Société : Le courage, mot disparu ?
Société : Le courage, mot disparu ?
Le courage n’est pas audace. Il a une histoire particulière et comme l’humilité, la courtoisie et la loyauté, il fait partie des mots endormis. Le courage est humble, profond et discret.
Le courage vient du cœur
Le courage provient étymologiquement du « cœur ». Il apparaît comme une force d’âme, une attitude constante. Il voisine avec l’humilité car ceux qui l’incarnent le plus souvent, heureusement, ne le revendiquent pas, ils le vivent.
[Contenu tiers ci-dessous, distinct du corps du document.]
Issue #850, opened 2020-03-10
Url.GetHashCode is not in agreement with Url.Equals


alex-fomin:
# Bug Report

## Prerequisites

- [x] Can you reproduce the problem in a [MWE](https://en.wikipedia.org/wiki/Minimal_working_example)?
- [x] Are you running the latest version of AngleSharp?
- [x] Did you check the FAQs to see if that helps you?
- [x] Are you reporting to the correct repository? (there are multiple AngleSharp libraries, e.g., `AngleSharp.Css` for CSS support)
- [x] Did you perform a search in the issues?

For more information, see the `CONTRIBUTING` guide.

## Description

`Url.GetHashCode()` returns `base.GetHashCode()` which is based on object reference, while `Equals` actually compare url's parts.

## Steps to Reproduce
```
var url1 = new Url("https://example.com");
var url2 = new Url("https://example.com");
Console.WriteLine(url1.GetHashCode() == url.GetHashCode()); // False
Console.WriteLine(url1.Equals(url); // True

```
## Possible Solution

Implement `GetHashCode` based on `Equals` method.

FlorianRappl:
Available in `devel` and the preview version.

PR #851, opened 2020-03-10
GetHashCode now corresponds with Equals

alex-fomin:
# Types of Changes

## Prerequisites

## Contribution Type

## Description
Fixing #850 

`Url.GetHashCode()` returns `base.GetHashCode()` which is based on object reference, while Equals actually compare url's parts.

### DIFF
--- a/src/AngleSharp/Url.cs
+++ b/src/AngleSharp/Url.cs
@@ -321,7 +321,19 @@ namespace AngleSharp
         /// <returns>A hash code for the current url.</returns>
         public override Int32 GetHashCode()
         {
-            return base.GetHashCode();
+            unchecked
+            {
+                var hashCode =  _fragment != null ? StringComparer.Ordinal.GetHashCode(_fragment) : 0;
+                hashCode = (hashCode * 397) ^ (_query != null ? StringComparer.Ordinal.GetHashCode(_query) : 0);
+                hashCode = (hashCode * 397) ^ (_path != null ? StringComparer.Ordinal.GetHashCode(_path) : 0);
+                hashCode = (hashCode * 397) ^ (_scheme != null ? StringComparer.OrdinalIgnoreCase.GetHashCode(_scheme) : 0);
+                hashCode = (hashCode * 397) ^ (_port != null ? StringComparer.Ordinal.GetHashCode(_port) : 0);
+                hashCode = (hashCode * 397) ^ (_host != null ?  StringComparer.OrdinalIgnoreCase.GetHashCode(_host) : 0);
+                hashCode = (hashCode * 397) ^ (_username != null ? StringComparer.Ordinal.GetHashCode(_username) : 0);
+                hashCode = (hashCode * 397) ^ (_password != null ? StringComparer.Ordinal.GetHashCode(_password) : 0);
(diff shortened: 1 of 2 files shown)


src/AngleSharp/Url.cs
```diff
@@ -321,7 +321,19 @@ public String Query
         /// <returns>A hash code for the current url.</returns>
         public override Int32 GetHashCode()
         {
-            return base.GetHashCode();
+            unchecked
+            {
+                var hashCode =  _fragment != null ? StringComparer.Ordinal.GetHashCode(_fragment) : 0;
+                hashCode = (hashCode * 397) ^ (_query != null ? StringComparer.Ordinal.GetHashCode(_query) : 0);
```
FlorianRappl, line 327: Wouldn't a hashcode of the computed `Href` string be as accurate, but simpler?

FlorianRappl:
Looks good to me - my only question is whether just taking the hash code of the computed string representation would be good enough.

src/AngleSharp/Url.cs
alex-fomin: Yes it will, but `GetHashCode` should be as fast as possible and Href is too 'heavy' for calculating hash code.

FlorianRappl: Can you back this statement up? Because I see many many calls in the given code and after all Href should pretty much do the same work from the null checks POV.

In the end a simpler solution should be preferred unless its really not performing well. So I would love to understand why its made so much more complicated than just  `StringComparer.Ordinal.GetHashCode(Href)`.

Note that `Href` will be called in the usual use case anyway and could be cached, too.

alex-fomin: Here is Benchmark.Net results:
``` ini

BenchmarkDotNet=v0.12.0, OS=Windows 10.0.18363
Intel Core i7-9700 CPU 3.00GHz, 1 CPU, 8 logical and 8 physical cores
.NET Core SDK=3.1.101
  [Host]     : .NET Core 3.1.1 (CoreCLR 4.700.19.60701, CoreFX 4.700.19.60801), X64 RyuJIT
  DefaultJob : .NET Core 3.1.1 (CoreCLR 4.700.19.60701, CoreFX 4.700.19.60801), X64 RyuJIT


```
|            Method |     Mean |    Error |   StdDev |
|------------------ |---------:|---------:|---------:|
|   HrefGetHashCode | 92.54 ns | 0.353 ns | 0.295 ns |
| CustomGetHashCode | 39.85 ns | 0.108 ns | 0.101 ns |


```
    public class GetHashCode
    {
        private readonly Url _url;

        public GetHashCode()
        {
            _url = new Url("http://example.com/test?q=a#tag");
        }

        [Benchmark]
        public int HrefGetHashCode() => _url.Href.GetHashCode();

        [Benchmark]
        public int CustomGetHashCode() => _url.GetHashCode();
    }
```

`Href` builds a string in a correct but too complicated way for getting hash code. So `Href.GetHashCode()` is 2 times slower.

FlorianRappl: Alright not significant in this case, but convincing enough.

Thanks for the investigation! Let's ship it! :rocket:

FlorianRappl (approved):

Dans la société de la bien-pensance et du spectacle, avoir raison contre tout le monde, être capable de dire les choses à ses collaborateurs, se prononcer même si cela n’est pas agréable, c’est faire preuve de courage. A l’inverse, faire face à son chef, avec de vrais arguments, se lever, c’est aussi être courageux. Parler franc plus que parler vrai est un acte de courage. Souvent, la parole excessive du parler vrai est outrancière plus que nuancée et courageuse.
L’audace est en vogue
L’audace semble prisée par les entreprises et les marques. Elles l’affichent en valeurs mais le courage lui, s’est fait oublier. On entend parmi les mots qui revendiquent des valeurs dans les entreprises plutôt parler de responsabilité, respect et considération. L’audace reflète une capacité à accomplir à un moment donné quelque chose de difficile, à prendre des risques, à conquérir un marché de façon inventive et être à contre-courant. Mais, qui est audacieux un jour n’est pas audacieux toujours. Le respect et la considération sont remontés en puissance mais, le courage, lui, moins spectaculaire, provient souvent d’une force continue qui fait face et tient bon !
Le courage disparu ?
Parfois même, le courage se cache dans des actions quotidiennes, sans que l’on y prête attention. Ainsi, en février 2017, sortait sur les écrans « Et les mistrals gagnants », un documentaire qui nous raconte avec pudeur la réalité d’enfants âgés de 6 à 9 ans qui rient, se passionnent, rêvent malgré la maladie. La réalisatrice Anne Dauphine Julian a perdu sa petite fille à cause d’une maladie orpheline. Dépasser sa peine, faire partager pour aider. Tel était son courage.
Et dans le mal-être au travail, où se placera le courage ? Tous les acteurs ne devraient-ils pas faire preuve de courage ? L’employeur et le collaborateur. Qui s’est tu ? Qui n’a pas osé formuler le malentendu ?
Le courage non reconnu ?
L’audace peut donc être localisée à un moment donné, dans une trajectoire de vie, dans un parcours d’entrepreneur, de créateur, elle est récompensable même si ceux qui en font preuve ne cherchent pas forcément les honneurs. Le courage, lui, s’écrit en pointillés, souvent indétectable, à une heure où on cherche des héros visibles, voire tapageurs. On ne devine pas toujours ce qui se cache derrière une façon d’agir, de prendre des décisions, de trancher.
Le courage heureusement distingué ?
Le courage qui irradie est à mes yeux, on l’aura compris, à chercher. Il n’est pas clinquant. Il est plutôt un diamant poli au fil du temps. Ainsi, une femme discrète, courageuse, vient d’être reconnue et c’est tant mieux. Une femme sur les épaules de qui repose un chantier totalisant 1,3 milliards d’euros, 4 millions d’heures de travail, 160 sous-traitants. Un chantier qui fait travailler 2000 personnes sur le terrain 24 heures sur 24. Cette femme se nomme Laurence Craver. Elle est chef du chantier d’entretien à mi-vie du porte avions Charles-de-Gaulle. Bravo, L’Usine Nouvelle vient de lui remettre le trophée de la femme de l’industrie 2017 ! C’est rare de choisir une femme qui n’est pas sous les feux de la rampe.
Le courage, source d’avenir
Aujourd’hui, il se peut que le courage redevienne nécessaire à l’homme du quotidien, celui qui affronte jour après jour un monde incertain, qui ne doit pas avoir peur d’affronter le terrorisme, le chômage et tous les autres fléaux contemporains. Ce citoyen, ce collaborateur désire, sans doute, se référer à des modèles, il ne peut que souhaiter que nos dirigeants politiques et économiques, nos grands chercheurs, créateurs et penseurs soient l’expression de ce courage. Mais l’actualité signale plus souvent les scandales que l’acte honorable.
Constance, gratuité, impartialité, honneur. Autant d’autres mots endormis.
Tout n’est-il aujourd’hui que manichéen ? Noir ou blanc, bon ou méchant, le courage ne serait-il pas de fuir la bien-pensance, de réhabiliter le maniement de la subtilité ? On le voit, le courage est souvent discret, marié à la dignité et l’humilité.